Prompt: Transcribe the listing word for word. Begin at its first line and end with the line containing "This is a missing".

Source material:

PR #9967, opened 2026-08-06
[pyxrt] Expose controller transaction-result BO allocation

thomthehound:

Controller transactions can return ordered register-read results through a hardware-context-owned result BO, but C++ and Python clients have no supported way to allocate that BO. This blocks host runtimes from consuming results such as AIE DMA Finish-on-TLAST counts.

This is a missing API rather than a regression. It was found while adding host-visible Finish-on-TLAST completion counts to MLIR-AIE.

Add the experimental C++ API `xrt::ext::transaction_result_bo()`, declared in `xrt_ext.h` and implemented in `xrt_coreutil`. The implementation calls `xrt_core::bo_int::create_bo(..., use_type::debug)` internally. PyXRT exposes the same operation as `pyxrt.ext.transaction_result_bo()` by binding the public C++ API.

An earlier revision declared the internal allocator in the public header so a header-inline wrapper could remain compatible with the currently shipped Windows runtime. That approach was rejected because `bo_int` is private and subject to change. The revised implementation keeps the internal API entirely inside `xrt_coreutil`.

This adds one experimental `xrt_coreutil` export. Existing API behavior and existing client compatibility are unchanged, but clients using the new function require an XRT runtime containing that export. Current Windows driver distributions do not contain it.

The public C++ header and a direct call to the new API compile against current XRT master. The modified `xrt_bo.cpp` compiles to an object, `pyxrt.cpp` passes syntax compilation, and a linked audit shared object exports `xrt::ext::transaction_result_bo()`. The Python type stub compiles.

The underlying result-BO allocation and Finish-on-TLAST path were exercised on Windows through the earlier compatibility prototype. This corrected version only changes how they are exposed.

Adds API documentation in `xrt_ext.h` and the corresponding Python type stub.

### DIFF
--- a/src/python/pybind11/pyxrt.pyi
+++ b/src/python/pybind11/pyxrt.pyi
@@ -1174,7 +1174,7 @@ class ext:
 
     @staticmethod
     def transaction_result_bo(hwctx: hw_context, size: SupportsInt) -> bo:
-        """Allocate controller transaction-result storage for one submission."""
+        """Allocate controller transaction-result storage for a hardware context."""
         ...
     
     # Type aliases for the ext submodule
--- a/src/python/pybind11/pyxrt.pyi
+++ b/src/python/pybind11/pyxrt.pyi
@@ -1,5 +1,5 @@
 # SPDX-License-Identifier: MIT
-# Copyright (C) 2025 Advanced Micro Devices, Inc. All rights reserved.
+# Copyright (C) 2025-2026 Advanced Micro Devices, Inc. All rights reserved.
 from __future__ import annotations
 import sys
 from enum import IntEnum
@@ -1171,6 +1171,11 @@ class _ext_kernel(kernel):
 
 class ext:
     """Extended XRT functionality."""
+
+    @staticmethod
+    def transaction_result_bo(hwctx: hw_context, size: SupportsInt) -> bo:
+        """Allocate controller transaction-result storage for one submission."""
+        ...
     
     # Type aliases for the ext submodule
     access_mode = _ext_access_mode
--- a/src/python/pybind11/src/pyxrt.cpp
+++ b/src/python/pybind11/src/pyxrt.cpp
@@ -710,7 +710,7 @@ PYBIND11_MODULE(pyxrt, m) {
             return xrt::ext::transaction_result_bo(hwctx, size);
         },
         py::arg("hwctx"), py::arg("size"),
-        "Allocate controller transaction-result storage for one submission.");
+        "Allocate controller transaction-result storage for a hardware context.");
     
     py::class_<xrt::ext::kernel, xrt::kernel> pyextkernel(ext, "kernel", "Extended kernel object for module-backed and shared workflows.");
 
--- a/src/python/pybind11/src/pyxrt.cpp
+++ b/src/python/pybind11/src/pyxrt.cpp
@@ -703,6 +703,14 @@ PYBIND11_MODULE(pyxrt, m) {
         }),
         py::arg("hwctx"), py::arg("pid"), py::arg("export_handle"),
         "Import an extended buffer into a hardware context from another process using an exported handle.");
+
+    ext.def("transaction_result_bo",
+        [](const xrt::hw_context& hwctx, size_t size) {
+            py::gil_scoped_release release;
+            return xrt::ext::transaction_result_bo(hwctx, size);
+        },
+        py::arg("hwctx"), py::arg("size"),
+        "Allocate controller transaction-result storage for one submission.");
     
     py::class_<xrt::ext::kernel, xrt::kernel> pyextkernel(ext, "kernel", "Extended kernel object for module-backed and shared workflows.");
 
--- a/src/runtime_src/core/common/api/xrt_bo.cpp
+++ b/src/runtime_src/core/common/api/xrt_bo.cpp
@@ -1731,6 +1731,12 @@ bo(const xrt::hw_context& hwctx, pid_type pid, xrt::bo::export_handle ehdl)
   : xrt::bo::bo{alloc_import_from_pid(device_type{hwctx}, pid, ehdl)}
 {}
 
+xrt::bo
+transaction_result_bo(const xrt::hw_context& hwctx, size_t size)
+{
+  return xrt_core::bo_int::create_bo(hwctx, size, xrt_core::bo_int::use_type::debug);
+}
+
 } // xrt::ext
 
 ////////////////////////////////////////////////////////////////
--- a/src/runtime_src/core/include/xrt/experimental/xrt_ext.h
+++ b/src/runtime_src/core/include/xrt/experimental/xrt_ext.h
@@ -1,5 +1,5 @@
 // SPDX-License-Identifier: Apache-2.0
-// Copyright (C) 2023-2025 Advanced Micro Devices, Inc. All rights reserved.
+// Copyright (C) 2023-2026 Advanced Micro Devices, Inc. All rights reserved.
 #ifndef XRT_EXT_H_
 #define XRT_EXT_H_
 
@@ -18,6 +18,19 @@
 #endif
 
 #ifdef __cplusplus
+namespace xrt_core::bo_int {
+
+/// @cond
+// Existing coreutil entry point used by the header-only experimental wrapper.
+enum class use_type : int;
+
+XRT_API_EXPORT
+xrt::bo
+create_bo(const xrt::hw_context& hwctx, size_t size, use_type type);
+/// @endcond
+
+} // namespace xrt_core::bo_int
+
 namespace xrt::ext {
 
 /*!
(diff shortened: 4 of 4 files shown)


stsoe (commented):
Hi @thomthehound . I do not want external APIs changed for the sake of supporting pyxrt.cpp. create_bo is an internal API, not of interest to external code, and it is subject to change any time, thus cannot be exposed.

thomthehound:
> Hi @thomthehound . I do not want external APIs changed for the sake of supporting pyxrt.cpp. create_bo is an internal API, not of interest to external code, and it is subject to change any time, thus cannot be exposed.

Understood and agreed. Before I revise or close this PR, may I ask whether an exported `xrt::ext::transaction_result_bo()`, *declared* in `xrt_ext.h` but *implemented* in `xrt_coreutil`, would be acceptable?

The alternative I had in mind would keep `bo_int::create_bo` entirely internal. `xrt::ext::transaction_result_bo()` could then call it inside `xrt_coreutil`, and `pyxrt.cpp` would just bind that public C++ API. The capability is not intended to be Python-only; Python is just the easiest path for me to test at the moment.

Of course, this would add a new `xrt_coreutil` export and therefore would not work with the current Windows drivers. It would, however, provide the path needed to consume Finish-on-TLAST results without exposing private APIs.

Thank you for your time, Soren!

thomthehound:
Actually, in just a little bit I can update this PR to show you what I mean instead of telling you about it. I had already implemented this earlier, before I realized I had no good means to properly test it. But now that I know it will work, I feel more confident about it. I just need to dig up some older files and make sure it still compiles.

stsoe:
> > Hi @thomthehound . I do not want external APIs changed for the sake of supporting pyxrt.cpp. create_bo is an internal API, not of interest to external code, and it is subject to change any time, thus cannot be exposed.
> 
> Understood and agreed. Before I revise or close this PR, may I ask whether an exported `xrt::ext::transaction_result_bo()`, _declared_ in `xrt_ext.h` but _implemented_ in `xrt_coreutil`, would be acceptable?
> 
> The alternative I had in mind would keep `bo_int::create_bo` entirely internal. `xrt::ext::transaction_result_bo()` could then call it inside `xrt_coreutil`, and `pyxrt.cpp` would just bind that public C++ API. The capability is not intended to be Python-only; Python is just the easiest path for me to test at the moment.
> 
> Of course, this would add a new `xrt_coreutil` export and therefore would not work with the current Windows drivers. It would, however, provide the path needed to consume Finish-on-TLAST results without exposing private APIs.
> 
> Thank you for your time, Soren!

A new API, as you suggest, implemented entirely within coreutil is fine, but first I need to understand the use case.  The comment (controller) for transaction_result_bo was not clear to me.

thomthehound:
> > > Hi @thomthehound . I do not want external APIs changed for the sake of supporting pyxrt.cpp. create_bo is an internal API, not of interest to external code, and it is subject to change any time, thus cannot be exposed.
> > 
> > 
> > Understood and agreed. Before I revise or close this PR, may I ask whether an exported `xrt::ext::transaction_result_bo()`, _declared_ in `xrt_ext.h` but _implemented_ in `xrt_coreutil`, would be acceptable?
> > The alternative I had in mind would keep `bo_int::create_bo` entirely internal. `xrt::ext::transaction_result_bo()` could then call it inside `xrt_coreutil`, and `pyxrt.cpp` would just bind that public C++ API. The capability is not intended to be Python-only; Python is just the easiest path for me to test at the moment.
> > Of course, this would add a new `xrt_coreutil` export and therefore would not work with the current Windows drivers. It would, however, provide the path needed to consume Finish-on-TLAST results without exposing private APIs.
> > Thank you for your time, Soren!
> 
> A new API, as you suggest, implemented entirely within coreutil is fine, but first I need to understand the use case. The comment (controller) for transaction_result_bo was not clear to me.

Right. Sorry about that; I suppose I should probably explain why this is needed for Finish-on-TLAST.

FoT stops the DMA transfer when the actual data ends, which matters when the output size isn't known ahead of time. But the host still needs to know how much data was actually written. The hardware puts that count in the transaction-result buffer, but there is currently no reasonable way for the host to access it. So FoT technically "works", but the host cannot tell where the valid output ends... making the feature essentially unusable.

The immediate concern that brought me down this rabbit-hole is spilling compressed data out through the shim tile. Because the data is compressed, its exact size isn't known until it has been written. We need FoT to stop the transfer at the right point, but then we also need the returned count to know how much compressed data was actually written to the BO.

So, basically: compressed output needs Finish-on-TLAST, and Finish-on-TLAST needs its result count to be visible to the host. That is what this API is for.

stsoe:
> > > > Hi @thomthehound . I do not want external APIs changed for the sake of supporting pyxrt.cpp. create_bo is an internal API, not of interest to external code, and it is subject to change any time, thus cannot be exposed.
> > > 
> > > 
> > > Understood and agreed. Before I revise or close this PR, may I ask whether an exported `xrt::ext::transaction_result_bo()`, _declared_ in `xrt_ext.h` but _implemented_ in `xrt_coreutil`, would be acceptable?
> > > The alternative I had in mind would keep `bo_int::create_bo` entirely internal. `xrt::ext::transaction_result_bo()` could then call it inside `xrt_coreutil`, and `pyxrt.cpp` would just bind that public C++ API. The capability is not intended to be Python-only; Python is just the easiest path for me to test at the moment.
> > > Of course, this would add a new `xrt_coreutil` export and therefore would not work with the current Windows drivers. It would, however, provide the path needed to consume Finish-on-TLAST results without exposing private APIs.
> > > Thank you for your time, Soren!
> > 
> > 
> > A new API, as you suggest, implemented entirely within coreutil is fine, but first I need to understand the use case. The comment (controller) for transaction_result_bo was not clear to me.
> 
> Right. Sorry about that; I suppose I should probably explain why this is needed for Finish-on-TLAST.
> 
> FoT stops the DMA transfer when the actual data ends, which matters when the output size isn't known ahead of time. But the host still needs to know how much data was actually written. The hardware puts that count in the transaction-result buffer, but there is currently no reasonable way for the host to access it. So FoT technically "works", but the host cannot tell where the valid output ends... making the feature essentially unusable.
> 
> The immediate concern that brought me down this rabbit-hole is spilling compressed data out through the shim tile. Because the data is compressed, its exact size isn't known until it has been written. We need FoT to stop the transfer at the right point, but then we also need the returned count to know how much compressed data was actually written to the BO.
> 
> So, basically: compressed output needs Finish-on-TLAST, and Finish-on-TLAST needs its result count to be visible to the host. That is what this API is for.

I thought we had debug (XDP) support for this?  @jvillarre ?

thomthehound:
Looking through the XDP code was actually how I originally discovered this result-buffer existed. Before that, I thought what I was trying to do with FoT and compressed-data spill was impossible. It was just by chance that somebody suggested that I look at the tracing and debugging code -- for an unrelated purpose, no less -- when I discovered it. But XDP only uses the buffer internally, and only for its own diagnostic collection. I couldn't find a feasible way to get the transaction result back to the submitting program (and the headers say they shouldn't be providing user-facing APIs anyway).

stsoe:
> The hardware puts that count in the transaction-result buffer

How does it do that?  What prompts it to use this "special"  buffer?  It sounds like some side-band data used during kernel execution.

maxzhen:
> Looking through the XDP code was actually how I originally discovered this result-buffer existed. Before that, I thought what I was trying to do with FoT and compressed-data spill was impossible. It was just by chance that somebody suggested that I look at the tracing and debugging code -- for an unrelated purpose, no less -- when I discovered it. But XDP only uses the buffer internally, and only for its own diagnostic collection. I couldn't find a feasible way to get the transaction result back to the submitting program (and the headers say they shouldn't be providing user-facing APIs anyway).

The debug BO is not some sort of "result" buffer. It is not part of the argument list of the kernel. It is meant for debugging purpose and can be used to retrieve some debugging info through side band communication channel which is only known to the debugger. The data it contains is not useful during normal/production operation.

Looking at your use case, it sounds like the count should be part of the official argument list. As you pointed out, user can't use the compressed data without knowing the size. The data and size combined is the result. It seems that this result should be communicated back to host via normal BO, no?

jvillarre:
The debug buffer is a special internal buffer used and managed internally by several debug features and was not intended to be directly accessible from the host code.  The values in the debug buffer will not be consistent to the host code based on what debug features are enabled and may change at any time, so I do not think it should be exposed via a host callable API.

thomthehound:
Thank you all for taking the time to look at this. I better understand the concern now, and I agree. Trying to expose a debug BO as part of the interface is not the right thing to do.

I think I was still explaining this badly earlier. Finish-on-TLAST itself does not directly write the count into the debug BO. That is only a side-effect. It just puts a record in the S2MM count FIFO. When the transaction *reads* that FIFO register, though, the controller writes the returned value into the debug BO for that hardware context.

The problem is that the register-read operation only specifies *which* registers to read. It does not provide a destination BO or address. As far as I could tell, the debug BO was the only place the controller interface provides for those results. That is why I ended up using it, and why I ended up treating it as a transaction register buffer.

I agree that returning the count through a normal BO would be much better. Perhaps I just got so caught up in something I thought I saw that I missed the obvious answer. Please accept my apologies.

Exercise solution:
PR #9967, opened 2026-08-06
[pyxrt] Expose controller transaction-result BO allocation

thomthehound:

Controller transactions can return ordered register-read results through a hardware-context-owned result BO, but C++ and Python clients have no supported way to allocate that BO. This blocks host runtimes from consuming results such as AIE DMA Finish-on-TLAST counts.

This is a missing API rather than a regression. It was found while adding host-visible Finish-on-TLAST completion counts to MLIR-AIE.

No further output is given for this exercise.